Saturday, July 23, 2016

Road To The CrossFit Games: Part 4: Did The Best Athletes Make It To The Games?

Wow, what an awesome way (or annoying way if you are a Dave Castro hater) to start the games this year.  ICYMI they made the athletes meet at 3:30am on Wednesday morning and flew them up to the CrossFit Ranch in Aromas where the inaugural Games were held.  Whatever / Wherever / Whenever, amiright?  Now while I’m sitting here writing this, the women are completing Murph 2.0.  They nerfed Murph (giggle) this year by partitioning the reps, but it has still pushed these athletes to the limit – I don’t care how you split up the 600 Murph reps, you are going to face muscle failure... and then have to run another mile.  And that is amazing, because these are the top 40 fittest men and women in the world… or are they?

With only 5 spots available from each Regional, it’s very likely that some great athletes won’t be competing at the Games due to the Regional that they competed at.  There are clearly stronger Regionals that might deserve more than 5 bids, and conversely there are weaker Regionals.  In part 4 of this series I’ve been doing on the CrossFit Games, I set out to score all 8 Regionals against each other to see how well the current system did at selecting the top 40 athletes.  CFHQ has shown that they are always evolving this process, which has improved, and I believe will continue to improve.  To finish this piece I’ll take a look at some ideas to help achieve that end.


GETTING STARTED

Before we look at the scores, I tried to eliminate (or at least be conscious of) any bias that might skew the results.  I first thought there might be an advantage to the athletes that competed in the 3rd week due to them having more time to practice and strategize events.  Here are the average times / scores for each event by week:



There does appear to be some advantage, but with a small sample size, it could be due to just having a stacked Regional.  I wanted to improve this, so I eliminated the outliers by normalizing the Open scores of the athletes and considering only those within 1 standard deviation of the mean Open score.  Let’s take another look.

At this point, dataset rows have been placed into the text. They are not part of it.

PR #1510, opened 2021-11-27
Support spaces in image url #1365

### LINKED ISSUE #1365: Support [my image.jpg](<assets/my image.jpg>) syntax
Some file or image names may contains spaces. When inserting into Markor, Markor can handle them in this for now: 

1. Transcode the space then put it in, like `[my image.jpg](assets/my%20image.jpg)`

Obviously that way is not so tidy.  

However, with this problem, I looked into the [CommonMark Spec](https://spec.commonmark.org/0.29/#links) , surprisingly, I found that Markdown do support inserting links with spaces! 

> The destination can only contain spaces if it is enclosed in pointy brackets:
>
> [Example 485](https://spec.commonmark.org/0.29/#example-485)
>
> ```
> [link](/my uri)
> <p>[link](/my uri)</p>
> ```
>
> [Example 486](https://spec.commonmark.org/0.29/#example-486)
>
> ```
> [link](</my uri>)
> <p><a href="/my%20uri">link</a></p>
> ```

In terms of the example I mentioned ahead, it would become 

```
[my image.jpg](<assets/my image.jpg>)
```

Which is really tidy and standard. 

But it seems Markor don't support that syntax, right? Will it be cooperated into Markor?

tifish:
Fix #1365


gsantner:
Can you check if its possible to use a stringbuffer at the loop instead of concatting the whole time? something like


```
stringbuffer sb
int indexLastContent=0
while(){
  sb.append(original.subsbtring(indexLastContent, beforeMatch))

String updatedLink = ...%20....

sb.append(updatedLink);
indexLastContent = matcher.indexAfterMatch
}
// one final append for rest of string
sb.append(..
```

tifish:
I have optimized the code with StringBuilder. Another bug was fixed: cannot parse link with title.

gsantner:
@tifish  
Thanks, think performance shuold be way better this way.

Do you think it's easily possible to just have a regex that detects the space characters in such a URL and automatically replace it with normal regex String.replaceAll? Then all it needs is one string replace and the proper regex.

tifish:
We need to replace a capturing group with uncertain number of spaces. As far as I know, the regular expression cannot do it.

gsantner (approved):
I did a few improvements and added documentation to the code.

Tried it and looked OK to me 😄 .

Thank you, I'm merging this now.

tifish:
@gsantner Thank you :). I am looking forward the new version. Absolutely I want to add more features if I got time.

Issue #1174, opened 2020-12-28
Privacy feature: Disallow screenshots (Secure flag)


gsantner:
#### General information

* **App version:**  2.5
* **System:** Android 11

#### Description
* The goal is to add feature to app to disallow screenshots of the running Markor app (so other apps cannot screenshot or see what you write).
* Should be a settings option to enable/disable globally for all activities in the Markor app
* Make it enabled by default
* Optionally, if you find some other security/privacy improvements&tweaks, can also be added (comment if you have something)

Check documentation for FLAG_SECURE and related Android Developers security/privacy guides.  
Overall it should be quite easy to implement this, settings are more or less copy paste from existing checkboxes 😉 .

Ln11211:
@gsantner, As it reads good first issue and you said it's more or less copy paste, canI try this ?

gsantner:
Yes it is one of the easiest.

detherminal:
Hello. I want to make this. How can I give you the answer

gsantner:
Merge/Pull request.

Ln11211:
@gsantner , I found a nice resource and it says that you can use a built in [mechanism](https://medium.com/nomtek/screenshot-preventing-on-mobile-apps-9e62f51643e9) to prevent screenshots. Check out the link and let me know if we can use this to implement it.

I also found one in [stackoverflow](https://stackoverflow.com/questions/9822076/how-do-i-prevent-android-taking-a-screenshot-when-my-app-goes-to-the-background) that prevents taking screenshot when an app goes to background.. 

But, this one from geeksforgeeks seems good and simple, [geeksforgeeks](https://www.geeksforgeeks.org/how-to-prevent-screenshot-or-screen-recorder-in-android/) . 

I would like to go with the code by geeksforgeeks...

gsantner:
yes java FLAG_SECURE is what you need.

Ln11211:
@gsantner , I don't think I can do this issue as I lack the knowledge of working with android code, I'm sorry for wasting your time.

gsantner:
No worries.

By the way, it's never too late to get started :-)

gsantner:
do it

gsantner:
@Zoo-M0    
It happens every year in october (/hacktoberfest) that many people want to start on many things, but mostly nothing happens.  
Unless there is merge request open, generally consider all issues/bugs/features open. Currently there are 0 open ... so everything 😄 .

Zoo-M0:
[...]

PR #1514, opened 2021-11-30
#1174 disallow screenshots

Zoo-M0:
Add FLAG_SECURE to activities to avoid screenshots.


gsantner:
@Zoo-M0  
I made a change and now all activites inherit from MarkorBaseActivity.  
So you can now make the change there instead.  
Note: It should be a additional settings option (preferences xml file), not "just add the flag"

Zoo-M0:
@gsantner perfect, I will move it to the new activity, and work on the preferences flag.

gsantner:
I reworked it a bit, merging now 

thanks! 😄

gsantner (approved):
I reworked it a bit, merging now 

thanks for your help 😄 

as first-time-contribution  - happy to hear more! 🎉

That is a much different picture.  There is almost no improvement for the men and none for the women.

There are some other forms of bias that I cannot do anything about, such as the fact that most of these competitors didn’t actually compete against one another.  That is that an athlete might work just hard enough to win his Regional when he could’ve done better. 


SCORING

So with that out of the way, let’s talk about scoring.  For this exercise I chose to score the Regionals like the Open.  Scores for each event are rank ordered with your place in an event awarded as your score.  An athlete's overall score is equal to the sum of his/her places in each event.  The athlete with the lowest overall score is in 1st Overall Regional Place.





There are obviously other ways to attempt an overall scoring of the Regionals.  The order may change, but the point is the same.  Not all Regionals are created equal – it’s easier to make it to the games in some Regionals than others.  In a system set up the way these Regionals are, you can’t hope to get the top 40 athletes every time.  This is a problem that many sports face, and people usually write off strong divisions to seasonality – that in the long run things even out.  Where The CrossFit Games differs is that it is an open tournament with geographically based bids.  Yes, some athletes do move around, particularly in North America, but it's not the same as a free agent / draft system that seeks to prop up weaker teams.  The CrossFit Games is still young, relatively speaking, and they make changes every year.  As recently as 2014, each Region (17) held its own Regional.  In that system, the top 3 athletes qualified for the Games in many Regions, with fewer in some.  These would be the Games qualifiers in 2016 under that system:




Combining 17 Regions into 8 Regionals is a big improvement, as it lowers the error and allows strong Regions (e.g. Europe Women) to win 5 bids.  When the Europe Women previously had only 3 bids (2014), then reigning champ Samantha Briggs finished in 4th place and failed to qualify.  Under the current system she would have qualified at the expense of a likely lesser athlete from the Africa Region.  Despite the improvement, there are still some seemingly worthy athletes that didn't make the cut.  Here is a look at this years qualifiers and their Overall Regional Place:



There is definitely improvement, but still 6 women and 9 men who theoretically might be top 40 didn't qualify.  When the 13th best Regionals competitor fails to get 1 of 40 spots, there is an argument to be made for changes.


IDEAS FOR THE FUTURE

I’m certain that CFHQ is taking feedback and planning improvements without my help, but here are some ideas I have to improve the process.  As with many of the major sports (in America at least), they could consider creating wildcard bids for the best athletes who did not auto-qualify at their Regional.  To begin this could mean altering the current system by reducing auto-bids to 4 (32 total auto-bids) and adding 8 wildcard spots to be awarded to the top 8 finishers across all Regionals.  Of course to do that you also need a scoring system that can be used to compare the athletes from different regions.  You could also allocate wildcard bids to 'Super-Regionals' such as 'The Americas' and 'The World'.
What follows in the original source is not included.